Issue #316, opened 2018-07-06
Testament API scope keyword `detatched` is misspelled


gammazero:
The WAMP specification specifies one of the Testament scope keywords as `detatched`.  This should be spelled `detached`.

It appears that Crossbar uses the spelling `detatched`.  The [nexus](https://github.com/gammazero/nexus) router uses the spelling `detached`.  I do not know if any other WAMP routers implement the testament API.

oberstet:
@gammazero rgd crossbar: yeah, typo .. https://github.com/crossbario/crossbar/issues/1362

PR #318, opened 2018-07-06
Fix spelling of testament scope keyword "detached"

gammazero:
The WAMP spec spells the testament API scope keyword as `detatched`.  The change corrects the spelling to `detached`.  Since the original spelling is already in use in at least one router implementation, there may be a need to provide some note about this change.

Fixes issue #316


oberstet:
no idea how this could actually went unfixed up to the implementation in crossbar! anyways: crossbar has a bug now .. and will fix it. https://github.com/crossbario/crossbar/issues/1362

Issue #287, opened 2017-09-07
More information for wamp.subscription.on_delete


i2xS:
same problem as here https://github.com/wamp-proto/wamp-proto/issues/238
Currently `wamp.subscription.on_delete` only receives `subscription_id` as argument and there is no chance to get uri of this subscription because calling `wamp.subscription.get` in `on_delete` handler with this id raises `wamp.error.no_such_subscription`

oberstet:
No, this isn't the same. A subscription isn't identified by a URI.

PR #320, opened 2018-07-10
Add arguments for wamp.session.on_leave and wamp.subscription.on_delete

### LINKED ISSUE #238: More informations for wamp.session.on_leave
Currently `wamp.session.on_leave` only receives the session id as sole argument. This imposes a problem, as a subscribee has no way to acquire additional informations he might be interested in like, authid, role or the realm left.

But wait, isn't there `wamp.session.get` you might ask now. Indeed there is, but the current draft makes no assertions about whether the session information can still be queried in `wamp.session.on_leave` and the standard implementation crossbar will currently let you down in that regard and correctly tells you, that he doesn't have such a session, as it has already been left.

gammazero:
This PR fixes #238 and #287 by providing additional information on items that are removed from the realm, making that information otherwise unavailable.

### DIFF
--- a/rfc/text/advanced/ap_pubsub_subscription_meta_api.md
+++ b/rfc/text/advanced/ap_pubsub_subscription_meta_api.md
@@ -70,11 +70,11 @@ Fired when a session is removed from a subscription. The event payload consists 
 
 ###### wamp.subscription.on_delete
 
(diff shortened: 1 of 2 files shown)


oberstet:
I am fine with the change rgd #238, but not #287

PR #328, opened 2018-10-05
Fix typos and clarify some grammar

LaurenceGA:
Just some clarifying changes.
- The description for section 9 (Publish and Subscribe) says that it defines implementation details for a *dealer* where it should say *broker*. It even says it's for a *broker* in the next sub-section.
- A couple of grammar and sentence rearrangements


KSDaemon:
Hi @LaurenceGA Thanks for fixes! 
Seems to be ok!

PR #1696, opened 2024-07-11
[DIR-1538] Add e2e test for error details in instance logs

sebxian:
## Description

Adds a test to ensure errors in the logs are rendered, including the error details.

## Checklist

## Checklist Internal

- [x] Has the PR been labeled

### DIFF
--- a/ui/e2e/instances/details/logs.spec.ts
+++ b/ui/e2e/instances/details/logs.spec.ts
@@ -13,9 +13,6 @@ import { faker } from "@faker-js/faker";
 import { mockClipboardAPI } from "e2e/utils/testutils";
 
 let namespace = "";
-const simpleWorkflowName = faker.system.commonFileName("yaml");
-const fewLogsWorkflowName = faker.system.commonFileName("yaml");
-const manyLogsWorkflowName = faker.system.commonFileName("yaml");
 
 test.beforeEach(async ({ page }) => {
   namespace = await createNamespace();
@@ -30,8 +27,9 @@ test.afterEach(async () => {
 test("the logs panel can be resized, it displays a log message from the workflow yaml, one initial and one final log entry", async ({
   page,
 }) => {
+  const workflowName = faker.system.commonFileName("yaml");
   await createFile({
-    name: fewLogsWorkflowName,
+    name: workflowName,
     namespace,
     type: "workflow",
     yaml: fewLogsWorkflowContent,
@@ -40,7 +38,7 @@ test("the logs panel can be resized, it displays a log message from the workflow
   const instanceId = (
     await createInstance({
       namespace,
-      path: fewLogsWorkflowName,
+      path: workflowName,
     })
   ).data.id;
   await page.goto(`/n/${namespace}/instances/${instanceId}`);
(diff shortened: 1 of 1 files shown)


ui/e2e/instances/details/logs.spec.ts
```diff
@@ -331,6 +332,42 @@ test("log entries will be automatically scrolled to the end", async ({
   ).not.toBeVisible();
 });
 
+test("it renders error details for errors in the logs", async ({ page }) => {
+  /* prepare data */
+  const workflowName = faker.system.commonFileName("yaml");
+
+  await createFile({
+    name: workflowName,
```
julia-zielke, line 340: name: simpleWorkflowName,

ui/e2e/instances/details/logs.spec.ts
```diff
@@ -331,6 +332,42 @@ test("log entries will be automatically scrolled to the end", async ({
...
+    namespace,
+    type: "workflow",
+    yaml: errorWorkflowTemplate.data,
+  });
+
+  const instanceId = (
+    await createInstance({
+      namespace,
+      path: workflowName,
```
julia-zielke, line 349: path: simpleWorkflowName,

julia-zielke (changes requested):
Hey, good job on this test! ✨ 
 
I only have one small improvement: 
Instead of setting a new variable for the _workflowName_ in the test, we could reuse the variable _simpleWorkflowName_ from the beginning of the file.
I saw that this can also be changed in another older test (in line 375)

sebxian:
> Instead of setting a new variable for the workflowName in the test, we could reuse the variable simpleWorkflowName from the beginning of the file.

Thanks for the review and suggestion, @julia-zielke! You're right, this would be consistent with the rest of this test file.

However, I am not sure if this is a good pattern and wonder if we should even change it in the whole file. Usually, tests should be isolated from each other. The tests may even be safer if a new random name is generated for each test (so we can rule out interferences between the tests). And there is no use of defining the filenames in the global scope (or having 3 different global file names). The DRY principle isn't really important in this use case. @stefan-kracht, do you have any opinion on this?

stefan-kracht:
I understand @julia-zielke suggestion regarding consistency in that file and agree that DRY principle don't apply in the same way in test files as in other parts of the app. 

I don't have a strong opinion as long as it is consistent within one test file and I could imagine that I have personally used both versions in our tests. 

When I think about it now, I would probably tend to generate a new filename for every test, just because the importance and scope of the filename are very clear, and you don't have to read through the whole file to find out that the name does not play any role because the namespace is deleted after each test.

julia-zielke:
> The tests may even be safer if a new random name is generated for each test

Valid point.

But if we do that, wouldn't it be nice, if the new workflow name is not generated inside of every test, but in the **test.beforeEach** like the name of the namespace?

sebxian:
> But if we do that, wouldn't it be nice, if the new workflow name is not generated inside of every test, but in the **test.beforeEach** like the name of the namespace?

I pushed a change where I generate the workflow name locally in each test.

I generally prefer tests to be as self-contained as possible, and it is common for tests to be more linear and more repetitive than other code for the sake of readability.

While possible, I do not think there is a good reason to put this one-liner in the beforeEach hook. The code currently in the forEach hook has a clear concern -- generating a namespace, and updating the namespace variable, which is in the global scope by necessity. The workflowName is closely related to the createFile() method, which is called locally in each test because it is called with different values each time. The workflowName is just one of these values so it makes sense to define it in the same place.

I hope that is ok for you, @stefan-kracht and @julia-zielke !

stefan-kracht:
I agree!

julia-zielke (approved):

PR #1697, opened 2024-08-26
[DIR-1726] make preview overlay work with long path names

stefan-kracht:
## Description

Previewing files could destroy the overlay if the path was very long. I fixed this by only showing the filename and not the path. There is still a possibility that this problem could occur if the filename is very long, but I went for an easy and quick fix for now. Extremely long filenames will also need some more love in other parts of the app. 

Before

CleanShot 2024-08-26 at 09 15 45@2x

After

CleanShot 2024-08-26 at 09 15 22@2x

---
It is not possible to have previewable files in the file tree without a git repository. To easily test the bug locally locally, I made this change to make all workflow files previewable.

**src/api/files/utils.ts**
```
export const isPreviewable = (type: BaseFileSchemaType["type"]) =>
  type === "file" || type === "workflow";
```

## Checklist

## Checklist Internal

- [x] Has the PR been labeled


julia-zielke (approved):
👍

PR #1725, opened 2024-12-06
[DIR-1850] - Implement test case for OpenAPI document renderer

goranchristian:
# RapiDoc Integration for API Documentation

## Summary
This PR integrates RapiDoc to provide interactive API documentation in our application. The implementation includes a React wrapper component, Storybook stories, and styling support for both light and dark themes.

## Dependencies Added
- `rapidoc`: Core web component for rendering OpenAPI documentation
- `js-yaml`: For parsing YAML OpenAPI specifications
- `@types/js-yaml`: TypeScript definitions for js-yaml
- `vite-plugin-yaml`: Vite plugin for importing YAML files as modules

### 1. Core Component Implementation
- Created `RapiDoc` React component that wraps the `rapi-doc` web component
- Added TypeScript types 
- Implemented spec loading support for both URL strings and direct yaml or json objects

### 2. Styling & Theming
- Added extensive CSS customization using Tailwind classes
- Implemented dark mode support with theme-specific styling

### 3. Storybook Integration
- Added two story variants:
  - Default (light theme)
  - Dark theme
- Included example OpenAPI specs in both YAML and JSON formats that can be used

### 4. Configuration
- Disabled authentication and try-it-now functionality for security
- Configured read-only render style
- Set up hard coded hex color for primary color scheme

## Notes
- **Font issue** The way I added the fonts to the project is not through the `@apply `method unfortunately.

- **Scrolling issue** I was unable to get the scrolling functionality properly in order. It most probably is bacuse of me not finding a way. But my denial mode thinks this could be since the web component is designed for full browser screen display, and not within a React component window.

- **Styling issue**  I was unable to find the css-class to style the first item in the sidebar "Direktiv Sample API", so when de-selected, the text color turns white and the item disappears against the already white background.
Screenshot 2024-12-06 at 10 28 13


stefan-kracht:
Before I start with the review, it would be nice if we have all the GitHub checks green. I wonder why they fail. I created a small [test PR](https://github.com/direktiv/direktiv/pull/1726) to see if the current main has all the checks green and it seem that there are no issues. I noticed that you committed some changes in the `go.mod` and `go.sum`? Was this intentional? I wonder if this causes the backend tests to fail.

goranchristian:
The changes to go.sum and go.mod where unintentional. There I tried to merge latest main into the branch, there were some conflicts and the go.mod and go.sum was two of the files.

goranchristian:
The fails seem to be connected to these merge conflicts and the go.sum and go.mod

ui/src/design/RapiDoc/index.tsx
```diff
@@ -0,0 +1,37 @@
...
+
+import { useEffect } from "react";
+
+interface RapiDocProps {
+  spec: string | object;
+  className?: string;
+}
+
+export function RapiDoc({ spec, className }: RapiDocProps) {
+  useEffect(() => {
```
stefan-kracht, line 12: I would love to remove this `useEffect` here. I'm not a fan of `useEffect` and I try to avoid it as much as I can. Technically, it is correct to use it here for the `loadSpec` part as we need to access the DOM node which is not a managed by React component.

Still, there is a slightly more elegant way to solve this using a [ref](https://tkdodo.eu/blog/avoiding-use-effect-with-callback-refs) (my assumption is that we remove the `spec-url` part here and only allow to pass an object) 

```typescript
 <rapi-doc
      ref={(rapiDocElement) => rapiDocElement?.loadSpec(spec)}  // 👈 this is new
      id="rapidoc"
      render-style="read"
      allow-try="false"
      allow-authentication="false"
      show-header="false"
      show-info="true"
      theme="light"
      primary-color="#5364FF"
    />
``` 

To make typescript happy, we need to add this to the types.d.ts.

```typescript
declare namespace JSX {
  interface IntrinsicElements {
    "rapi-doc": {
      id?: string;
      theme?: string;
      ref?: React.Ref<RapiDocElement>; // 👈 this is new
    };
  }
}

```

ui/src/design/RapiDoc/index.stories.tsx
```diff
@@ -0,0 +1,32 @@
...
+export default meta;
+type Story = StoryObj<typeof meta>;
+
+export const Default: Story = {
+  args: {
+    spec: exampleSpec,
+  },
+};
+
+export const DarkTheme: Story = {
```
stefan-kracht, line 22: I think we can remove the `DarkTheme` story here. All* of our design components automatically react to light and dark mode, and both themes are automatically documented by the dark mode toggle in storybook. So when using Storybook, every story can be inspected in both themes and don't need an extra dark story.

As far as I see, it is the same here with the Rapidoc component.

*The Code Editor is the only exception, this component needs to get the theme passed via a prop

stefan-kracht (changes requested):
This looks great. I think this is a super solution to offer a documentation with minimal effort on our side. And you did a very good job on adjusting the CSS.

I have some minor change requests and comments that I added below.

**About your notes:**

- The scrolling issue is indeed a problem; I think it's worth investigating. Maybe play around with the wrapper component a bit?
- The styling issue with the white text: I could not really reproduce it, can you provide a small video?

ui/src/design/RapiDoc/index.tsx
goranchristian: More elegant indeed. 🤩

go.mod
```diff
@@ -161,4 +161,4 @@ require (
 	sigs.k8s.io/json v0.0.0-20241014173422-cfa47c3a1cc8 // indirect
 	sigs.k8s.io/structured-merge-diff/v4 v4.4.3 // indirect
 	sigs.k8s.io/yaml v1.4.0 // indirect
-)
```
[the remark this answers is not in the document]
goranchristian: Not sure if this is some sort of artifact, since this is copy pasted from the main's go.mod file... Tried it three times now and it is still the same.

go.sum
```diff
@@ -475,4 +475,4 @@ sigs.k8s.io/json v0.0.0-20241014173422-cfa47c3a1cc8/go.mod h1:mdzfpAEoE6DHQEN0uh
 sigs.k8s.io/structured-merge-diff/v4 v4.4.3 h1:sCP7Vv3xx/CWIuTPVN38lUPx0uw0lcLfzaiDa8Ja01A=
 sigs.k8s.io/structured-merge-diff/v4 v4.4.3/go.mod h1:N8f93tFZh9U6vpxwRArLiikrE5/2tiu1w1AGfACIGE4=
 sigs.k8s.io/yaml v1.4.0 h1:Mk1wCc2gy/F0THH0TAp1QYyJNzRm2KCLy3o5ASXVI5E=
-sigs.k8s.io/yaml v1.4.0/go.mod h1:Ejl7/uTz7PSA4eKMyQCUTnhZYNmLIl+5c2lQPGR2BPY=
+sigs.k8s.io/yaml v1.4.0/go.mod h1:Ejl7/uTz7PSA4eKMyQCUTnhZYNmLIl+5c2lQPGR2BPY=
```
goranchristian, line 478: It is the same here, it removes a line and add an identical line. Do you know why this happens?

stefan-kracht: Can you reproduce, when and how this file changed? It probably changed automatically? The line looks the same but one has a line break at the end. You can not see it in the github diff, by my diff tool on my mac shows it

go.mod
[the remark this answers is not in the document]
stefan-kracht: There is still a change in this file and in the `go.sum`. My suggestion would be to:
- go into the main branch
- copy both files somewhere on your mac
- go back into this branch and overwrite them

This should make that both files will not show up in the diff anymore.

ui/package.json
```diff
@@ -38,7 +38,6 @@
     "@tremor/react": "^3.6.6",
     "@types/event-source-polyfill": "^1.0.1",
     "@types/jest": "^28.1.2",
-    "@types/js-yaml": "^4.0.5",
```
stefan-kracht, line 41: This PR is now removing the package `@types/js-yaml` but funny enough, it is not in use anymore*, so it is good that we remove it! 

*_I think we must have use `js-yaml` package in a previous version, not 100% sure_

stefan-kracht (changes requested):
One left, but then we are good to merge 🚀
> When you removed the yaml packages, you forgot to run pnpm install and push the new lock file. 

PS: This is an issue that can happen way too easy and is not spotted by the CI/CD yet, I will assign you a PR where I fix this, so that this issue will pop up when running our pre-build checks.

stefan-kracht (approved):
💪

::::::::

> **WORK REQUEST**
Look over the material above and report each line holding "data".

> **ANSWER AREA**
   ).data.id;
+  /* prepare data */
+    yaml: errorWorkflowTemplate.data,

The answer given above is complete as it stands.